Dietary and exercise manipulation may be used to counteract these metabolic changes. Approximately 50% of horses that adhere to the dietary recommendations, and 90% of horses that adhere to both dietary and exercise recommendations, have few to no episodes of exertional rhabdomyolysis.

===Diet===
For most horses, diet has a significant impact on the degree of clinical signs. PSSM horses fed diets high in nonstructural carbohydrates (NSC), which stimulate insulin secretion, have been shown to have increased severity of rhabdomyolysis with exercise. Current recommendations for horses with PSSM include a low-starch, high-fat diet. Low-starch diets produce low blood glucose and insulin levels after eating, which may reduce the amount of glucose taken up by the muscle cells. High fat diets increase free fatty acid concentrations in the blood, which may promote the use of fat for energy (via free fatty acid oxidation) over glucose metabolism. Horses with the most severe clinical signs often show the greatest improvement on the diet.

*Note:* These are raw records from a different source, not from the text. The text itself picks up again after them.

PR #491, opened 2022-06-01
Create a AoiControl to zoom on different sites on the map

### LINKED ISSUE #389: create a zoom_to_aoi btn on the map
It could be a simple button that once set zoom to specific coordinates. (I have a terrible mouse and I get lost quite often)

From the dev point of view it's simply a value that need to be updated in the map when a layer is added.

I don't know if it could b useful from sepal-ui or if it's just something I should implement where I need it.

12rambau:
## Overview 

Fix #389 

Create a AoiControl as describe in the issue. 
When a dev create a new layer it can choose to add it to the `AoiControl` so that the user can navigate through it. particularly useful in application using Sub-AOIs.

## test code
```python
from sepal_ui import mapping as sm 
import ee
from shapely import geometry as sg 
from ipyleaflet import GeoJSON

ee.Initialize()

map = sm.SepalMap()
control = sm.AoiControl(map)
map.add_control(control)

point = sg.Point(0,0)
geo_json = GeoJSON(data=point.__geo_interface__, name="point")
map.add_layer(geo_json)
control.add_aoi("point", point)

ee_point = ee.Geometry.Point(0, 10)
map.addLayer(ee_point, {"color": "red"}, "ee_point")
control.add_aoi("ee_point", ee_point)

map
```


dfguerrerom:
Not sure if it is harming something but when I click over the layer two times in row, the following error arose:

```Python

File ~/sepal_ui/sepal_ui/mapping/sepal_map.py:206, in SepalMap.zoom_bounds(self, bounds, zoom_out)
    194 def zoom_bounds(self, bounds, zoom_out=1):
    195     """
    196     Adapt the zoom to the given bounds. and center the image.
    197 
   (...)
    203         self
    204     """
--> 206     minx, miny, maxx, maxy = bounds
    208     # Center map to the centroid of the layer(s)
    209     self.center = [(maxy - miny) / 2 + miny, (maxx - minx) / 2 + minx]

TypeError: cannot unpack non-iterable NoneType object



```

12rambau:
> Not sure if it is harming something but when I click over the layer two times in row, the following error arose:

When you click twice on the same element, you are in fact unselecting it => `v_model = None`.

I changed the control to move it on a "click" event. so now you can click move away manually and click again on the same one.

sepal_ui/mapping/aoi_control.py
```diff
@@ -0,0 +1,167 @@
...
+        self.m = m
+
+        # init the aoi data list
+        self.aoi_bounds = {}
+
+        # set some default parameters
+        kwargs["position"] = kwargs.pop("position", "topright")
+
+        # create a hoverable btn
+        btn = MapBtn(logo="fas fa-at", v_on="menu.on")
```
dfguerrerom, line 39: What about `search-location` or `search-plus`? `@` (as always) is not so intuitive for me.

dfguerrerom (commented):
I like this one, it's working perfectly on my side... I have some comments...

- Can we add "as_aoi" (or "with_zoom")  parameter to the "add_layer/addLayer" method? if the aoi_control is not on the map, we can create it, and if it is, just add layer_name + bounds?
- Also, if an aoi_layer (or "with_zoom" layer) is removed from the map, can we remove it from the control (without an extra call).

Perhaps we can have a Dict trait in the map ({name:[bounds]}), overwritten every time a new "as_aoi" layer is added, and an Aoi Control, listening every time to add/remove layers "as_aoi"

what do you think??

sepal_ui/mapping/aoi_control.py
12rambau: `search-location` makes complete sense and is aligned with what they use in the main framework

12rambau:
> Can we add "as_aoi" (or "with_zoom") parameter to the "add_layer/addLayer" method?

I tried to wrap my head around an easy way to deal with the "as_aoi" option but I think it's an overkill at the moment. 
There are 25 different layer type provided by ipyleaflet (https://ipyleaflet.readthedocs.io/en/latest/layers/index.html) and each one as a different way of storing its footprint (when it's not a point that need buffering). Implementing this functionality will have 3 consequences:
1. make the `add_layer` heavier as it will need to check for `zoom_control` every time
1. make the `add_layer` clumsy as if you set a non-suported layer type with option `as_aoi` I'll be forced to raise an error 
1. make the `SepalMap` dependent on its widget. I'd like to avoid going in the `geemap` direction and let the user free of choosing which control they want to add

dfguerrerom:
> > Can we add "as_aoi" (or "with_zoom") parameter to the "add_layer/addLayer" method?
> 
> 
> 1. make the `add_layer` heavier as it will need to check for `zoom_control` every time
> 2. make the `add_layer` clumsy as if you set a non-suported layer type with option `as_aoi` I'll be forced to raise an error
> 3. make the `SepalMap` dependent on its widget. I'd like to avoid going in the `geemap` direction and let the user free of choosing which control they want to add

Let's then keep this as it is but... I understand the problem when dealing with more layer types, even though we are mostly using 3-4 of them, so 

1. heavier yes, if it's compared with nothing (∞), but I wouldn't say that is something perceptible in the end... 
2. yes, however, we are mainly using some of these layers and would be the same if you do `control.add_aoi("heatmap", Heatmap)`.
3. there are pros and cons, but fewer lines of code, and less documentation to read if you just `add_layer(as_aoi=True)`.

dfguerrerom (approved):

PR #498, opened 2022-06-06
Manage edited geometries

### LINKED ISSUE #386: customize the drawControl object to manage edition (not natively set up)
The ipyleaflet drawingControl cannot handle edit images not that it can produce reasonable geojson geometries linked to circles. 

Some solution have bee proposed here: https://github.com/jupyter-widgets/ipyleaflet/issues/849#issuecomment-1025069614

It would make sense to have a look

12rambau:
Fix #386 

- add a to_json method to the Draw_control. using it you'll get everything drawn on the map without the style as a geo_interface
- also use the previously coded (aoiView) polygonize method to manage circles 
- update to ipyleaflet 0.14.0 (introduction of the DrawControl data trait) 
- small correction of the remov_layer method (avoid throwing an error when none_ok == True)
- update AoiView to use this DC methods 
- refactor AoiView

```python 
from sepal_ui.mapping import *

m = SepalMap(dc=True)
m
```

Edit the features as much a you want and observe the content from 

```python 
m.dc.data
```

Export it as a usable geo_interface: 
```python
m.dc.to_json()
```

### DIFF
--- a/sepal_ui/mapping/draw_control.py
+++ b/sepal_ui/mapping/draw_control.py
@@ -1,4 +1,6 @@
+from shapely import geometry as sg
 from ipyleaflet import DrawControl
+import geopandas as gpd
 
 from sepal_ui import color
 
@@ -19,7 +21,6 @@ class DrawControl(DrawControl):
 
         # set some default parameters
         options = {"shapeOptions": {"color": color.info}}
-        kwargs["edit"] = kwargs.pop("edit", False)
         kwargs["marker"] = kwargs.pop("marker", {})
         kwargs["circlemarker"] = kwargs.pop("circlemarker", {})
         kwargs["polyline"] = kwargs.pop("polyline", {})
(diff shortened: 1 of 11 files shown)


dfguerrerom (changes requested):
- Now the "asset" name is displayed by default, can we hide it at the tile initialization? (as was before).
- I'm not able now to select administrative layers, the following error is threw:
```Python
---> 65     features = [self.polygonize(feat) for feat in self.data]
     66     [feat["properties"].pop("style") for feat in features]
     68     return {"type": "FeatureCollection", "features": features}

AttributeError: 'DrawControl' object has no attribute 'data'
```
Is it perhaps because this branch is depending on others?

dfguerrerom:
> > I'm not able now to select administrative layers, the following error is threw
> 
> You need to install a version of ipyleaflet > 0.14.0 to have access to data (changed in the seup.py but if you didn't reinstalled it you will face a bug)

Yeap, it was the version. Thanks.

sepal_ui/mapping/draw_control.py
```diff
@@ -51,3 +52,47 @@ def hide(self):
...
+    def to_json(self):
+        """
+        Return the content of the DrawCOntrol data without the styling properties and using a polygonized representation of circles.
+        The output is fully compatible with __geo_interface__.
+
+        Return:
+            (dict): the json representation of all the geometries draw on the map
+        """
+
+        features = [self.polygonize(feat) for feat in self.data]
```
dfguerrerom: with polygonize, we are mutating each json geometry from the original `DrawingControl`, and as in the next line we are removing the `style` property, and an error will be thrown if you call twice `to_json` method... I tried .`.copy` over the feat dict, but it didn't work, so I used `deepcopy`...

Apparently there is a bug in the `DrawingControl`, if you create more than circles, the firsts will lose their radius, so the `to_json` can't succeed...

12rambau: So as a starter, the feat should not be modified effectively nice catch and I hope the deepcopy do the trick. 
Which version of ipyleaflet are you using ? maybe we need to update to the latest one. Could you try that and let me know if the issue persist ?

dfguerrerom: Using ipyleaflet==0.16.0

dfguerrerom (approved):
I don't think the circle issue will cause problems in the short term. So I think we can merge it as it is.

PR #518, opened 2022-07-03
fix: use txt in mapbtn

### LINKED ISSUE #510: add posibility to add text in the map_btn
The current implementation of the map_btn only authorize to use logos. It would be nice to let the opportunity to use letters as in the SEPAL main framework (3 letters only in capital)

12rambau:
Fix #510


sepal_ui/mapping/map_btn.py
```diff
@@ -7,20 +7,27 @@
...
 
     logo = None
-    "(sw.Icon): a sw.Icon"
+    "(sw.Icon|str): the content of the btn"
 
-    def __init__(self, logo, **kwargs):
+    def __init__(self, logo=None, msg=None, **kwargs):
 
         # create the icon
-        self.logo = sw.Icon(small=True, children=[logo])
```
dfguerrerom, line 23: Can we receive "`icon`" key instead of logo? and later rename if necessary to whatever else?

12rambau: unfortunately we cannot use "icon" as it's a parameter of vuetify btn (https://vuetifyjs.com/en/api/v-btn/#props-icon) and we decided at some point not to override existing keys for something else. 

So I'm happy to change the name if  you have any other idea that is not part of the existing keys of the vuetify Btn component

dfguerrerom: Ok, we have to follow our own rules. We have replaced `type` by `type_` in some elements, what do you think about `icon_`?

12rambau:
I changed my initial idea, instead, there is 1 single argument `content` if it starts with "mdi" or "fas" it will be considered as an icon and if not it will be considered as a text. 
still compatible with previous implementation from master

Dietary recommendations usually include a combination of calorie restriction, reduction of daily NSC content, and an increase in dietary fat. Diet recommendations need to be balanced with the animal's body condition score and exercise level, as it may be beneficial to wait on increasing dietary fat after an obese animal has lost weight. The diet should have <10% of digestible energy coming from NSC, and 15–20% of daily digestible energy coming from fat.

===Exercise===
Horses with PSSM show fewer clinical signs if their exercise is slowly increased over time (i.e. they are slowly conditioned). Additionally, they are much more likely to develop muscle stiffness and rhabdomyolysis if they are exercised after prolonged stall rest.

Horses generally have fewer clinical signs when asked to perform short bouts of work at maximal activity level (anaerobic exercise), although they have difficulty achieving maximal speed and tire faster than unaffected horses. They have more muscle damage when asked to perform lower intensity activity over a longer period of time (aerobic activity), due to an energy deficit in the muscle.